Bu olaydan çıkaracakları temel ders, gerçek, objektif, bağımsız, nitelikli uzmanlarla konuşmayan bir siyasi rejimin geleceği öngöremeyeceğidir, çünkü perspektifleri dardır. Dış politikayı doğru yürütebilmek için hangi sorunların ortaya çıkabileceğini tahmin edebilen ve propagandaya değil gerçek bilgilere dayalı sonuçlar çıkarabilen uzmanlara ihtiyacımız var.
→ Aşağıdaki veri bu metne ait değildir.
PR #1566, opened 2022-07-02
Simplify CMake

kleisauke:
See the individual commits for more details.


kleisauke:
This will probably fix a few bugs as well. For example, the [`release:clang-5`](https://github.com/libjxl/libjxl/runs/7162119239) failed with:
```
CMake Error at CMakeLists.txt:162 (message):
  Minimum Clang version required is Clang 6, please update.
```

Which would imply that the previous `${CMAKE_CXX_COMPILER_VERSION} VERSION_LESS *` checks were always returning `false`.

szabadka (approved):
Thanks for the cleanup!

PR #1573, opened 2022-07-04
document rewind

### LINKED ISSUE #632: Using JxlDecoderSetPreferredColorProfile with JxlDecoderRewind
Hello,

I use `JxlDecoderSetPreferredColorProfile` in my programs.

I observed that after `JxlDecoderRewind`, the preferred color profile is forgotten, and the image data decoded later corresponds to the image's default color profile (like the JxlDecoderSetPreferredColorProfile call was never used).

I have to subscribe for the `JXL_DEC_COLOR_ENCODING` event again, because that's the only place where JxlDecoderSetPreferredColorProfile could be set again now.

Is it desired behavior?
If it is desired, please add info to documentation.
Or could be the JxlDecoderRewind call be made to remember the color profile preference?

mo271:
Fixes #632

### DIFF
--- a/lib/include/jxl/decode.h
+++ b/lib/include/jxl/decode.h
@@ -366,6 +366,15 @@ typedef enum {
  * events that were already handled before, such as @ref JXL_DEC_BASIC_INFO
  * and @ref JXL_DEC_COLOR_ENCODING, since they will provide the same information
  * as before.
+ * The difference to @ref JxlDecoderReset is that some state is kept, namely
+ * settings set by a call to
+ *  - @ref JxlDecoderSetCoalescing,
+ *  - @ref JxlDecoderSetDesiredIntensityTarget,
+ *  - @ref JxlDecoderSetDecompressBoxes,
+ *  - @ref JxlDecoderSetKeepOrientation,
+ *  - @ref JxlDecoderSetRenderSpotcolors,
+ *  - @ref JxlDecoderSkipFrames, and
+ *  - @ref JxlDecoderSubscribeEvents.
  *
  * @param dec decoder object
  */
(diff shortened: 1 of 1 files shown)


lib/include/jxl/decode.h
```diff
@@ -366,6 +366,15 @@ typedef enum {
...
  * and @ref JXL_DEC_COLOR_ENCODING, since they will provide the same information
  * as before.
+ * The difference to @ref JxlDecoderReset is that some state is kept, namely
+ * settings set by a call to
+ *  - @ref JxlDecoderSetCoalescing,
+ *  - @ref JxlDecoderSetDesiredIntensityTarget,
+ *  - @ref JxlDecoderSetDecompressBoxes,
+ *  - @ref JxlDecoderSetKeepOrientation,
+ *  - @ref JxlDecoderSetRenderSpotcolors,
+ *  - @ref JxlDecoderSkipFrames, and
```
szabadka, line 376: dec->skip_frames counter is reset when we rewind.

lib/include/jxl/decode.h
```diff
@@ -366,6 +366,15 @@ typedef enum {
...
+ *  - @ref JxlDecoderSubscribeEvents.
```
szabadka, line 377: JxlDecoderSetParallelRunner should be added to the list.

szabadka (changes requested):

lib/include/jxl/decode.h
mo271: done

lib/include/jxl/decode.h
mo271: done

szabadka (approved):

PR #1574, opened 2022-07-05
Update butteraugli_main.cc

aous72:
This is a small bug fix for butteraugli_main.cc.
1. The original code did not increment the arguments counter when intensity_target is supplied.
2. The short help menu did not print a usage message to let the end user know that there is a "--pnorm <pth norm>" option.  If you do not want this to be a user option, please ignore this change in usage message.


mo271:
Thanks for your contribution. In addition to signing the CLA, it would also be great if you could add your name to the [AUTHORS](https://github.com/libjxl/libjxl/blob/main/AUTHORS) file.

mo271:
Great! The list of authors needs to be in alphabetical order, but all other tests seem to pass...

mo271 (approved):

PR #1577, opened 2022-07-05
Allow conversion between RGB and Grayscale in djxl.

szabadka:
Removed the limitation from JxlDecoderSetPreferredColorProfile
that the "grayscaleness" of the original and requested colorspaces
must match. Instead we check that the requested output format has
enough channels for color output.

DecodeImageJXL now sets the ppf.info.num_color_channels to match
the requested output color space (which is the original color space
by default), and clears ppf.info.alpha_bits if the accepted formats
can not handle an alpha channel.

### DIFF
--- a/lib/jxl/decode.cc
+++ b/lib/jxl/decode.cc
@@ -429,6 +429,9 @@ struct JxlDecoderStruct {
   std::vector<ExtraChannelOutput> extra_channel_output;
 
   jxl::CodecMetadata metadata;
+  // Same as metadata.m, except for the color_encoding, which is set to the
+  // output encoding.
+  jxl::ImageMetadata image_metadata;
   std::unique_ptr<jxl::ImageBundle> ib;
 
   std::unique_ptr<jxl::PassesDecoderState> passes_state;
@@ -725,6 +728,7 @@ void JxlDecoderRewindDecodingState(JxlDecoder* dec) {
 
   dec->ib.reset();
   dec->metadata = jxl::CodecMetadata();
+  dec->image_metadata = dec->metadata.m;
   dec->frame_header.reset(new jxl::FrameHeader(&dec->metadata));
 
   dec->codestream_copy.clear();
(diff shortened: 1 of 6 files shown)


lib/jxl/decode.cc
```diff
@@ -2303,13 +2309,12 @@ JxlDecoderStatus JxlDecoderGetColorAsEncodedProfile(
   return JXL_DEC_SUCCESS;
 }
 
-JxlDecoderStatus JxlDecoderGetICCProfileSize(const JxlDecoder* dec,
-                                             const JxlPixelFormat* format,
-                                             JxlColorProfileTarget target,
-                                             size_t* size) {
+JxlDecoderStatus JxlDecoderGetICCProfileSize(
+    const JxlDecoder* dec, const JxlPixelFormat* unused_format,
```
eustas, line 2313: Should reflect in `decode.h` - clang-tidy does not like when params have different names in declaration and definiton.

lib/jxl/jxl_test.cc
```diff
@@ -405,6 +405,43 @@ TEST(JxlTest, RoundtripMultiGroup) {
...
+  CodecInOut io2;
+  EXPECT_FALSE(io.Main().IsGray());
+  EXPECT_LE(Roundtrip(&io, cparams, dparams, &pool, &io2), 55000u);
+  EXPECT_TRUE(io2.Main().IsGray());
+
+  // Do a very crude conversion to grayscale and compare with butteraugli.
+  Image3F* color = io.Main().color();
+  for (size_t y = 0; y < color->ysize(); ++y) {
+    float* row_r = color->PlaneRow(0, y);
+    float* row_g = color->PlaneRow(0, y);
```
eustas, line 431: use planes 0, 1, 2?

szabadka: Thanks for catching this! The test passed because both the test and the implementation just dropped green and blue ... Now it works and butteraugli distance also improved.

lib/jxl/decode.cc
szabadka: Done.

eustas (dismissed):

eustas (approved):

PR #1580, opened 2022-07-06
Fix render pipeline for frames completely outside full image.

szabadka:
This fixes an uninitialized memeory access discovered by fuzzers.


eustas:
Isn't it rollback of https://github.com/libjxl/libjxl/pull/1357?

eustas (approved):

PR #1581, opened 2022-07-07
Fixes for fuzzer bugs.

szabadka:
* Initialize full image area with RenderPadding if frame is outside image
* Use unaligned store/load in all stages
* Only run per-group render pipeline if modular could decode something

### DIFF
--- a/lib/jxl/render_pipeline/low_memory_render_pipeline.cc
+++ b/lib/jxl/render_pipeline/low_memory_render_pipeline.cc
@@ -787,38 +787,54 @@ void LowMemoryRenderPipeline::ProcessBuffers(size_t group_id,
     RectT<ssize_t> full_image_rect(0, 0, full_image_xsize_, full_image_ysize_);
     group_rect = group_rect.Translate(frame_origin_.x0, frame_origin_.y0);
     image_rect = image_rect.Translate(frame_origin_.x0, frame_origin_.y0);
-    group_rect =
-        group_rect.Intersection(image_rect).Intersection(full_image_rect);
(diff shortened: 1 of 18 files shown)


eustas (changes requested):
Wait, it will cause full-image-padding for each group?

szabadka:
> Wait, it will cause full-image-padding for each group?

Good point, I changed it to do the full padding only for group 0. PTAL

lib/jxl/render_pipeline/low_memory_render_pipeline.cc
```diff
@@ -787,38 +787,54 @@ void LowMemoryRenderPipeline::ProcessBuffers(size_t group_id,
...
-        gx + 1 == frame_dimensions_.xsize_groups) {
-      RenderPadding(thread_id, Rect(x1, y1, full_image_xsize_ - x1,
-                                    full_image_ysize_ - y1));
+    JXL_DEBUG_V(6,
+                "Rendering padding for full image rect %s "
+                "outside group rect %s",
+                Description(full_image_rect).c_str(),
+                Description(group_rect).c_str());
+
+    if (group_id == 0 && (image_rect.xsize() == 0 || image_rect.ysize() == 0)) {
```
eustas, line 802: It should be per-thread, I believe.

szabadka: Whichever thread gets group-id 0, will do the initialization. This is analogous to how RenderPadding works in the other cases below. How else should I do it?

PR #1584, opened 2022-07-07
Fix return value of JxlDecoderSetPreferredColorProfile.

### LINKED ISSUE #1578: JxlDecoderSetPreferredColorProfile regression when uses_original_profile=true
**Describe the bug**
I have a JPEG->JXL reconstructed file. `uses_original_profile = true` because it's a JPEG reconstruction, and it's got a simple sRGB enum set with no attached ICC profile. The following results in a JXL_ERROR being returned:
```
JxlColorEncoding jxl_color;
JxlDecoderGetColorAsEncodedProfile(decoder, NULL, JXL_COLOR_PROFILE_TARGET_ORIGINAL, &jxl_color);
ret = JxlDecoderSetPreferredColorProfile(decoder, &jxl_color);
```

Orta Asya'da bilgi makenise devletin elinde- "Wagner" grubu binlerce paralı askerden oluşuyor. Rostov halkının orduyu nasıl karşıladığına bakılırsa, halk arasında Prigozhin'i destekleyenlerin olduğu görülüyor. Askeri darbe yakın olabilir mi? Aynı senaryo tekrarlanırsa Orta Asya ülkeleri nasıl etkilenir?
- Herşey mümkün. Orta Asya ülkeleri de dahil olmak üzere herhangi bir otoriter devlet istikrarlı kabul edilir. Tehlikeli bir şey yok, ara sıra protestolar oluyor ama bunlar hızla bastırılıyor. Bilgi makinesi devletin elinde, ülkede olup bitenler gazetelerde, televizyonlarda çıkmıyor. Güç tehdit edilirse, devlet güç kullanır. Ekonomi de tamamen kontrol altında. "İş seçkinleri" yetkililere sadıktır. Her şey yolunda ve kararlı görünüyor. Toplum başka bir yol görmüyor gibi görünüyor.
Ama [24 Haziran'da] Rostov ve Voronezh sakinlerinin Wagner grubunu nasıl memnuniyetle karşıladıklarına, onları kahramanlar gibi selamladıklarına ve çocuklarıyla tankların yanında fotoğraf çektiklerine hepimiz tanık olduk.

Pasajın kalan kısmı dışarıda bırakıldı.